*** Task inputs Section Begins ***

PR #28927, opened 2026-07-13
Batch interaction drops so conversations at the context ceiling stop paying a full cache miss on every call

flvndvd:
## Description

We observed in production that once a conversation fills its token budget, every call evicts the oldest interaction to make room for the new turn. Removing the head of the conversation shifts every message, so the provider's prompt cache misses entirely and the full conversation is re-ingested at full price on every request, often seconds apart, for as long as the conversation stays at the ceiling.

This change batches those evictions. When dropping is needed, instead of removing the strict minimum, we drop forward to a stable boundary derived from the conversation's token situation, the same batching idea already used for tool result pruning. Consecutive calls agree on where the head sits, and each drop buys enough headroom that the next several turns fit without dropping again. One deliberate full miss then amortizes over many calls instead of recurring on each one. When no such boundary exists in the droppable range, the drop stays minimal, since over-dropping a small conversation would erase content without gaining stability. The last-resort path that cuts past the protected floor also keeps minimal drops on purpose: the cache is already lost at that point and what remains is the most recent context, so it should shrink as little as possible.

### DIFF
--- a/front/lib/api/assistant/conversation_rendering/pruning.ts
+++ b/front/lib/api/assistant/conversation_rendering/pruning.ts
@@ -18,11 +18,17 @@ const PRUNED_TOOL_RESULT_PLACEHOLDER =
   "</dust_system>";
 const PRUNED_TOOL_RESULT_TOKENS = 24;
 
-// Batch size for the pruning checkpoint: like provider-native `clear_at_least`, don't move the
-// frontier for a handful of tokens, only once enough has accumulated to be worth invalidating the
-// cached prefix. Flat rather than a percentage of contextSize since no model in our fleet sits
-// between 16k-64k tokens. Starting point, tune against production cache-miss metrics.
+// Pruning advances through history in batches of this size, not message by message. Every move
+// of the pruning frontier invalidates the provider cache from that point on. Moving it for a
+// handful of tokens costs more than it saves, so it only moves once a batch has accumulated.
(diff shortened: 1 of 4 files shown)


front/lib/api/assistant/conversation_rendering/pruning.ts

*** Task inputs Section Ends ***

### Task statement
Reproduce exactly the line that holds "-18,11 +18,17 @@", then every line after it, ending with the final line of the records above.

### Output for this task
@@ -18,11 +18,17 @@ const PRUNED_TOOL_RESULT_PLACEHOLDER =
   "</dust_system>";
 const PRUNED_TOOL_RESULT_TOKENS = 24;
 
-// Batch size for the pruning checkpoint: like provider-native `clear_at_least`, don't move the
-// frontier for a handful of tokens, only once enough has accumulated to be worth invalidating the
-// cached prefix. Flat rather than a percentage of contextSize since no model in our fleet sits
-// between 16k-64k tokens. Starting point, tune against production cache-miss metrics.
+// Pruning advances through history in batches of this size, not message by message. Every move
+// of the pruning frontier invalidates the provider cache from that point on. Moving it for a
+// handful of tokens costs more than it saves, so it only moves once a batch has accumulated.
(diff shortened: 1 of 4 files shown)


front/lib/api/assistant/conversation_rendering/pruning.ts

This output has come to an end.